* [Work request] Only an exact repetition of the lines from the one that holds "Each commit is" to the end of the records is wanted.

* [Entries provided]
PR #3857, opened 2019-07-10
[WFCORE-4564] ${maven.repository.url} in repository url is not evaluated when org.jboss:jboss-parent is missing

gaol:
Issue: https://issues.jboss.org/browse/WFCORE-4564


jamezp:
I'm closing this as we do want these properties for proxies. @gaol I'm putting an email together now explaining what we want to do here.

PR #3858, opened 2019-07-13
[WFCORE-4565] Use ModelNode.TRUE, ModelNode.FALSE, ModelNode.ZERO and ModelNode.ZERO_LONG

bstansberry:
https://issues.jboss.org/browse/WFCORE-4565

Each commit is the result of a separate find and replace across the code base. Perhaps best to review commit by commit as any anomaly would stand out more if the whole change is following the same pattern.


jmesnil:
@bstansberry thanks!

PR #3860, opened 2019-07-14
[WFCORE-3255] Object...AttributeDefinition should be sure to call nes…

bstansberry:
…ted AD correctors

https://issues.jboss.org/browse/WFCORE-3255


jmesnil:
@bstansberry thanks!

* [Task answer]
Each commit is the result of a separate find and replace across the code base. Perhaps best to review commit by commit as any anomaly would stand out more if the whole change is following the same pattern.


jmesnil:
@bstansberry thanks!

PR #3860, opened 2019-07-14
[WFCORE-3255] Object...AttributeDefinition should be sure to call nes…

bstansberry:
…ted AD correctors

https://issues.jboss.org/browse/WFCORE-3255


jmesnil:
@bstansberry thanks!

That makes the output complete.